## [Task brief]
Only one stretch of the records below should be repeated. It starts with the line containing "are not parsed" and goes on through the line containing "Will merge once we", exactly as written.

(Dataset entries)
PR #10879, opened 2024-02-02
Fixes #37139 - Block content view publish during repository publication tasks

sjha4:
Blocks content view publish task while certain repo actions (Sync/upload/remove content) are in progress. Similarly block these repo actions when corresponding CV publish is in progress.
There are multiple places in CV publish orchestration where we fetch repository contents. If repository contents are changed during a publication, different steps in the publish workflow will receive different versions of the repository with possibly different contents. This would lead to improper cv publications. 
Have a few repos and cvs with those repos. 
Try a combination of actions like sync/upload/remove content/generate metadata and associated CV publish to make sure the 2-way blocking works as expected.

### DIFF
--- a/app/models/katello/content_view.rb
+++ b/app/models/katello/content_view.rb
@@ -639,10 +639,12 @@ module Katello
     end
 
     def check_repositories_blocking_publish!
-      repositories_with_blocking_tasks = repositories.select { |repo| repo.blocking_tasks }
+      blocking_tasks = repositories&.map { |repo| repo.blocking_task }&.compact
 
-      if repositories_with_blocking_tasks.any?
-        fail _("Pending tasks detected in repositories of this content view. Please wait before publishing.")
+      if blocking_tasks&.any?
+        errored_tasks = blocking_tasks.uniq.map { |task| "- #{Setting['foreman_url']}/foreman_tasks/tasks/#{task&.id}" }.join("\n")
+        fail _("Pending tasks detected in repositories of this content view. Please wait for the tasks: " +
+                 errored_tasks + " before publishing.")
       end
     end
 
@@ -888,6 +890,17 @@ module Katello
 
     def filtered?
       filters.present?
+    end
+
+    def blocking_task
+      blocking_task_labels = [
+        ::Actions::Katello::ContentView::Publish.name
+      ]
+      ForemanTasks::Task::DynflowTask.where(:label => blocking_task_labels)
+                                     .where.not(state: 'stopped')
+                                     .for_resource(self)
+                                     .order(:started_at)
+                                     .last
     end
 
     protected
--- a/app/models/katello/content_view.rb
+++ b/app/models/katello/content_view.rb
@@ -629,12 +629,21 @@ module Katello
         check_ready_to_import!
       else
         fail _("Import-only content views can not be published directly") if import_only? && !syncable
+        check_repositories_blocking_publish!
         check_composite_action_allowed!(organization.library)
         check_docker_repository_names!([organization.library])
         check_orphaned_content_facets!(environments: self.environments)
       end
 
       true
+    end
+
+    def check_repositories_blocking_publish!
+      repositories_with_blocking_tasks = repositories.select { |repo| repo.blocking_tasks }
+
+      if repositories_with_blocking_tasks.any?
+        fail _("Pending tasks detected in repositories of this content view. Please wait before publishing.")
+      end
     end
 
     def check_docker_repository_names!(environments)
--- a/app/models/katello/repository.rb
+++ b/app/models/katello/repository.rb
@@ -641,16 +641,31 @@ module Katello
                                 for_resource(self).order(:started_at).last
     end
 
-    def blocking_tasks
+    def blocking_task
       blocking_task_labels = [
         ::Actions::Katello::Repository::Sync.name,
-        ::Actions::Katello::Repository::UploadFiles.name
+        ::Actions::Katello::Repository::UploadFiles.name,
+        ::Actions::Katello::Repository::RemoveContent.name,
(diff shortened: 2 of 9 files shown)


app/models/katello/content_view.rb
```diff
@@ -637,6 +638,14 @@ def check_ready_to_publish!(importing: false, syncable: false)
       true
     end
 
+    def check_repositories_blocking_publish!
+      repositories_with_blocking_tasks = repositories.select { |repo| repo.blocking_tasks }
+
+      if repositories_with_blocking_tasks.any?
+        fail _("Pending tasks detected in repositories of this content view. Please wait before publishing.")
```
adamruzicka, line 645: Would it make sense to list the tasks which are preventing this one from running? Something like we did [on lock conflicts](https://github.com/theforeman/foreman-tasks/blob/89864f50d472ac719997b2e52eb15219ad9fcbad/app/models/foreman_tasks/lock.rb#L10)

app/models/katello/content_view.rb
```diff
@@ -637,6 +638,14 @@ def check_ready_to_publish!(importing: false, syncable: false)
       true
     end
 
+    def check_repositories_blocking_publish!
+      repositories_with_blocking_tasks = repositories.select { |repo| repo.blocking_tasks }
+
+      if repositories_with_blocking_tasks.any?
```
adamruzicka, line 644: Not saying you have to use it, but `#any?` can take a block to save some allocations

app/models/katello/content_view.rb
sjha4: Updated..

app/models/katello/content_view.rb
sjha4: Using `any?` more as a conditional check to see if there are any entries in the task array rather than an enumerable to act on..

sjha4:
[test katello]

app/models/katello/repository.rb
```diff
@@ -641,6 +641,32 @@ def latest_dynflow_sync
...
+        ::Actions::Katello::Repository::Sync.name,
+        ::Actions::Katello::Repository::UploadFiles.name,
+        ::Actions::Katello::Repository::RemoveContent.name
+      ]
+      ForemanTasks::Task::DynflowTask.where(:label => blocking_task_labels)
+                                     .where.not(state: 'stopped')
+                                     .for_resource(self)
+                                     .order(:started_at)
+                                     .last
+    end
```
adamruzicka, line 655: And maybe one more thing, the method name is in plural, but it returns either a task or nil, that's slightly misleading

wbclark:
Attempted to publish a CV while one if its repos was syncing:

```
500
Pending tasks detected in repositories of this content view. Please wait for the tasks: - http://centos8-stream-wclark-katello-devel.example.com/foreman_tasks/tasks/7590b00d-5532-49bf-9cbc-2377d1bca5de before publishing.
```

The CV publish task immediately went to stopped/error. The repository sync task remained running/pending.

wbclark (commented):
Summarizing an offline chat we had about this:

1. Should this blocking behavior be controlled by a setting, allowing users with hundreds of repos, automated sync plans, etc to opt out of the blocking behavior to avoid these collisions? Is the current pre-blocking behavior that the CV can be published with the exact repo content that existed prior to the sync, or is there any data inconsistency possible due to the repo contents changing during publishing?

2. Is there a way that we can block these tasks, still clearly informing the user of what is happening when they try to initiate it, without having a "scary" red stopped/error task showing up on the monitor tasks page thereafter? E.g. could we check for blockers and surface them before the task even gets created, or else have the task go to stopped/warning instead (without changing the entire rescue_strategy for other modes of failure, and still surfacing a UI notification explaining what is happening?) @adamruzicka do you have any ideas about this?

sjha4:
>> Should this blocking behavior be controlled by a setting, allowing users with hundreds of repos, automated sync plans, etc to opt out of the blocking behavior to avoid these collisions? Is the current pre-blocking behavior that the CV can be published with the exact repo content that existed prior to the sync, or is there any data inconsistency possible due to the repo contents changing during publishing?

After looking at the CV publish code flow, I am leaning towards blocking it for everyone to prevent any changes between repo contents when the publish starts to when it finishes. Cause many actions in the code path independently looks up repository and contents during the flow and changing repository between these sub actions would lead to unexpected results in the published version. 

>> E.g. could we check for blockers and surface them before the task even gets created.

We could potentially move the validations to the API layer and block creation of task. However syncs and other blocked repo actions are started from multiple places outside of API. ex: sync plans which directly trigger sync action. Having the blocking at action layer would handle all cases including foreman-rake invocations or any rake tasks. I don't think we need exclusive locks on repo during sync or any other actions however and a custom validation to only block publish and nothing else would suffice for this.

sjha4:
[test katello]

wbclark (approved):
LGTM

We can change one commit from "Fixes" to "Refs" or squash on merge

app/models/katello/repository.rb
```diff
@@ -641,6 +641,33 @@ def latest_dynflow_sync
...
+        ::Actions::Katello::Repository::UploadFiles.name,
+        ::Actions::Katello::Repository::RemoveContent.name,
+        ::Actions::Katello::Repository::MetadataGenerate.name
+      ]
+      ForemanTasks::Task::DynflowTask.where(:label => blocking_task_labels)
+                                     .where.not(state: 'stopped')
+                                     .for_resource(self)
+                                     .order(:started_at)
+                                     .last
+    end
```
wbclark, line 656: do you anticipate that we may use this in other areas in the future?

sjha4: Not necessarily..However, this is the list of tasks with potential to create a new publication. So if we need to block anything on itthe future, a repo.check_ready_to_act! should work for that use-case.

---

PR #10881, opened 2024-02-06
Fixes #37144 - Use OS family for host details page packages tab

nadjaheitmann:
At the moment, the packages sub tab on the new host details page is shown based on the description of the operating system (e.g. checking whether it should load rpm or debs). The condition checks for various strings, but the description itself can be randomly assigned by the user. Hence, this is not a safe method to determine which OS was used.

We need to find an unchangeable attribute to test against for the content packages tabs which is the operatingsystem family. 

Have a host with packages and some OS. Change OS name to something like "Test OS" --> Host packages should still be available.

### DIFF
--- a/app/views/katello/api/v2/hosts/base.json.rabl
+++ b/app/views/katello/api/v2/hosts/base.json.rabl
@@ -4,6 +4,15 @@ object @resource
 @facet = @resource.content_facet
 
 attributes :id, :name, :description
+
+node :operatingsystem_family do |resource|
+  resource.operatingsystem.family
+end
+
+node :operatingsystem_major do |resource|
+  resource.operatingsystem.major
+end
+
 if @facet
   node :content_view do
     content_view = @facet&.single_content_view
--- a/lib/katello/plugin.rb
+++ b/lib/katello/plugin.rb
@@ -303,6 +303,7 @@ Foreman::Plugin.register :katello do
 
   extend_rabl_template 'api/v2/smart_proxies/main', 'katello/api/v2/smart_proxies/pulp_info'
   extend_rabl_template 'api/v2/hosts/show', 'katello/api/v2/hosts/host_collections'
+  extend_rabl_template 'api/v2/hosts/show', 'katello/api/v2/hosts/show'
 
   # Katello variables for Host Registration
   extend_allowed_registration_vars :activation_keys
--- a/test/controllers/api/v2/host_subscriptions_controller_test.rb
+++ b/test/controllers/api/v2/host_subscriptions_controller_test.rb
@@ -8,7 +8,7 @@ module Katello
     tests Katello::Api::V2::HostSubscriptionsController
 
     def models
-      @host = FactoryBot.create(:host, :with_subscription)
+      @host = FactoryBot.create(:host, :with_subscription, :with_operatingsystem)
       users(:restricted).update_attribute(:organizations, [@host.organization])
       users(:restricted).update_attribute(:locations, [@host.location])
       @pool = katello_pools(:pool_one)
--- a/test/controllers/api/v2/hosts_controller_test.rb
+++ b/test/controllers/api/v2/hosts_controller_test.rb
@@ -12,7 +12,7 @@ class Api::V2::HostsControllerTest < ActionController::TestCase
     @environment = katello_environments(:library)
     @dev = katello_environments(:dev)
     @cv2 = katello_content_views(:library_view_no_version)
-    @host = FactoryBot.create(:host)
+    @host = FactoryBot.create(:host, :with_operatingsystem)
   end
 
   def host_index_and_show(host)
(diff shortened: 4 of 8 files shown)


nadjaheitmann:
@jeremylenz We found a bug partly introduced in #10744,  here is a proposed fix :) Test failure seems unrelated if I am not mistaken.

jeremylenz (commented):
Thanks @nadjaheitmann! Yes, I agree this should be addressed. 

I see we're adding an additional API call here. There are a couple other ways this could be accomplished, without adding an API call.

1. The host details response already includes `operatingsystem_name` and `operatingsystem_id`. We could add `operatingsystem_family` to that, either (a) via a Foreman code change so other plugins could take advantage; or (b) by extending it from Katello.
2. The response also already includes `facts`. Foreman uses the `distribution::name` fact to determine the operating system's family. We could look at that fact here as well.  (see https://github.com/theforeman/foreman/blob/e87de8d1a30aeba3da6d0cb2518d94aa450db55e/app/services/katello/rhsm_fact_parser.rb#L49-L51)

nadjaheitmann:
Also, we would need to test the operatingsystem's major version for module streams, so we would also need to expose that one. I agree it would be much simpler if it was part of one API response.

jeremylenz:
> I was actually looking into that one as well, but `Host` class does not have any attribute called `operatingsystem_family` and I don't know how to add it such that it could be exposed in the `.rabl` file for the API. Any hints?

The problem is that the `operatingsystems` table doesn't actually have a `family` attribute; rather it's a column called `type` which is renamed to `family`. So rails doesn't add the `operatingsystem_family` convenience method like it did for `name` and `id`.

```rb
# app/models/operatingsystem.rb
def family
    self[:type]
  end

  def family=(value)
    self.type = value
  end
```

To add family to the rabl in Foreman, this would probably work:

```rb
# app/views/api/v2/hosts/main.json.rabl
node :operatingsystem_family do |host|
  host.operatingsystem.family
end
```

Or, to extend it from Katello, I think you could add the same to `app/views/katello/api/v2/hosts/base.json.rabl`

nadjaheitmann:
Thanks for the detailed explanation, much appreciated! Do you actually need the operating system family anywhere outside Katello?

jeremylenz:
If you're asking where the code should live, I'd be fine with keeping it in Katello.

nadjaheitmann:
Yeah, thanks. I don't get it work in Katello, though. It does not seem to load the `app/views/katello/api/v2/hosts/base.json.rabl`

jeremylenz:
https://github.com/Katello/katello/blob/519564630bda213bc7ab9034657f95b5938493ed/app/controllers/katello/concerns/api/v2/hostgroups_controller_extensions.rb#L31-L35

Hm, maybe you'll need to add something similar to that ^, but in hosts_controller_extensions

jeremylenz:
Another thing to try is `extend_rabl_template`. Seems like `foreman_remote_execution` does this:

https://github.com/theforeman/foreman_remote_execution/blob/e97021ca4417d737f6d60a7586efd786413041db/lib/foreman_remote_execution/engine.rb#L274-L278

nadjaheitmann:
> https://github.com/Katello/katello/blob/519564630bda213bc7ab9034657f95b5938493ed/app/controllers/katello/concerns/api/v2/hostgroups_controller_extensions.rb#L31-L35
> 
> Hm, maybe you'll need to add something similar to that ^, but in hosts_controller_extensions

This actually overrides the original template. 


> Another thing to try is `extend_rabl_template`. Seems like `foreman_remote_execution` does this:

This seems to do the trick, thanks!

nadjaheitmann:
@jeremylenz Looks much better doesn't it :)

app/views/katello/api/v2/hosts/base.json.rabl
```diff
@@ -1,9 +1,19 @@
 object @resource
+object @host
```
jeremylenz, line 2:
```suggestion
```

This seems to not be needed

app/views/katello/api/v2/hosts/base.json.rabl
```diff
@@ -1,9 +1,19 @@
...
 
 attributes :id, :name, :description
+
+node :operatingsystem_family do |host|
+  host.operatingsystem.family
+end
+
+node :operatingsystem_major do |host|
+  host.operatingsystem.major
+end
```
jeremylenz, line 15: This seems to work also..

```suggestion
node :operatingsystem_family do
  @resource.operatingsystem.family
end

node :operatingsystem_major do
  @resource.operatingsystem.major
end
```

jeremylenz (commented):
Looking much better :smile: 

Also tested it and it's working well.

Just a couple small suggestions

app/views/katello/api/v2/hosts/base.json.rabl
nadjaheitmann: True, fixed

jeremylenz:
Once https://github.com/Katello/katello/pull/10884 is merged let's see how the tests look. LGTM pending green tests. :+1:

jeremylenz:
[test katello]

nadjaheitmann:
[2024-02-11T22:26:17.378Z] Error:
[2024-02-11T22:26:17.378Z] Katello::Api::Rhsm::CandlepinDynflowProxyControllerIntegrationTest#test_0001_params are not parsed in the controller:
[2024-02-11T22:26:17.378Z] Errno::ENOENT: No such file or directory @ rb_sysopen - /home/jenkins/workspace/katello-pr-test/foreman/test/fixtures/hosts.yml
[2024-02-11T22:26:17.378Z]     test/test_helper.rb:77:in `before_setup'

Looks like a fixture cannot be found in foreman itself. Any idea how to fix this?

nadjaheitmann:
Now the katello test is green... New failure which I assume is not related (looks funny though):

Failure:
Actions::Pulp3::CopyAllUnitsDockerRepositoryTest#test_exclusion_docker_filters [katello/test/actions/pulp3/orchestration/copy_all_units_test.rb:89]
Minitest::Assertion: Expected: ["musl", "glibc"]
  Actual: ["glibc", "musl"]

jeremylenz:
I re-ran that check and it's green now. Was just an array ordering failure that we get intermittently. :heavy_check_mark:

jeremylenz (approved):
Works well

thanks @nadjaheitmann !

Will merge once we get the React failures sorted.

* * *

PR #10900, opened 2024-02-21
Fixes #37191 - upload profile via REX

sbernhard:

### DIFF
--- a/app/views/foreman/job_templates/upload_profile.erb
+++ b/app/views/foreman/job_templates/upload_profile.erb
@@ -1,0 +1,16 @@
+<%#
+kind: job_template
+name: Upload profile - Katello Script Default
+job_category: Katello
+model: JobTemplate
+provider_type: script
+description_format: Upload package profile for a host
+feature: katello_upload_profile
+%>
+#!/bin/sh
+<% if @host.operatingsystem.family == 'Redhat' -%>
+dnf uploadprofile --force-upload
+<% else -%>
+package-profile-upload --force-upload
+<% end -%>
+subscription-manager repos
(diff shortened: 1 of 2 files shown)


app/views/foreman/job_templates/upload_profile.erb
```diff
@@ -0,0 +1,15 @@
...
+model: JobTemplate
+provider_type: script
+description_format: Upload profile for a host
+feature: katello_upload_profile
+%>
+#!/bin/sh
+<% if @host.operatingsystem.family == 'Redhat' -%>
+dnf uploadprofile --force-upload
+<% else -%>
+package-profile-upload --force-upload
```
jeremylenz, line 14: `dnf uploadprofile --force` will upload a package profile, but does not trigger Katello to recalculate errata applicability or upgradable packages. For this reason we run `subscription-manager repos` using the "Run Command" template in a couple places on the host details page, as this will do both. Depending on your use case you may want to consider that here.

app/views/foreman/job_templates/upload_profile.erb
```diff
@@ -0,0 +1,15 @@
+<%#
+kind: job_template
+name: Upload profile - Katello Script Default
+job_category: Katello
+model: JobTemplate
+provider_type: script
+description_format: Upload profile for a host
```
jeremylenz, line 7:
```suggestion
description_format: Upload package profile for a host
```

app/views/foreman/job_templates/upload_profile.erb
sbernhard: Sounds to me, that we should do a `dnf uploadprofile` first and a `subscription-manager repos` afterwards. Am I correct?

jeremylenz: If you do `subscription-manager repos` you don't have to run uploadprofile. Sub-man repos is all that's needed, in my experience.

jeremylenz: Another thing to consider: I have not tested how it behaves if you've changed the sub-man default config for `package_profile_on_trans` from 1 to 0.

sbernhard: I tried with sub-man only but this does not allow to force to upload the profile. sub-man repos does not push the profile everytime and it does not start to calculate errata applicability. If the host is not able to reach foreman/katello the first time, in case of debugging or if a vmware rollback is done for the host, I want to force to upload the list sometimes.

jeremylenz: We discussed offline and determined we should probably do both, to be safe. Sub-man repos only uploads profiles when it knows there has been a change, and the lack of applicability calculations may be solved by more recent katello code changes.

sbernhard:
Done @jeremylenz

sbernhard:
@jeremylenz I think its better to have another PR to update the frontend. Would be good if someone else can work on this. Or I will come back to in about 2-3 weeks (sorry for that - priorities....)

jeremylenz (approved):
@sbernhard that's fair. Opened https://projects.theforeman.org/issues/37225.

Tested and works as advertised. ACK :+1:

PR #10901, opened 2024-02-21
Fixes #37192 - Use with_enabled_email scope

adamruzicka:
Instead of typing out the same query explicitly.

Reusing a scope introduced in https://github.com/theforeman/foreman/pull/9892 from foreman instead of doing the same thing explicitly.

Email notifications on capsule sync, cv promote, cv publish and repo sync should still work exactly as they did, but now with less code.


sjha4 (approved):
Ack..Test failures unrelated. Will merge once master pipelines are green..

## [Result below]
[2024-02-11T22:26:17.378Z] Katello::Api::Rhsm::CandlepinDynflowProxyControllerIntegrationTest#test_0001_params are not parsed in the controller:
[2024-02-11T22:26:17.378Z] Errno::ENOENT: No such file or directory @ rb_sysopen - /home/jenkins/workspace/katello-pr-test/foreman/test/fixtures/hosts.yml
[2024-02-11T22:26:17.378Z]     test/test_helper.rb:77:in `before_setup'

Looks like a fixture cannot be found in foreman itself. Any idea how to fix this?

nadjaheitmann:
Now the katello test is green... New failure which I assume is not related (looks funny though):

Failure:
Actions::Pulp3::CopyAllUnitsDockerRepositoryTest#test_exclusion_docker_filters [katello/test/actions/pulp3/orchestration/copy_all_units_test.rb:89]
Minitest::Assertion: Expected: ["musl", "glibc"]
  Actual: ["glibc", "musl"]

jeremylenz:
I re-ran that check and it's green now. Was just an array ordering failure that we get intermittently. :heavy_check_mark:

jeremylenz (approved):
Works well

thanks @nadjaheitmann !

Will merge once we get the React failures sorted.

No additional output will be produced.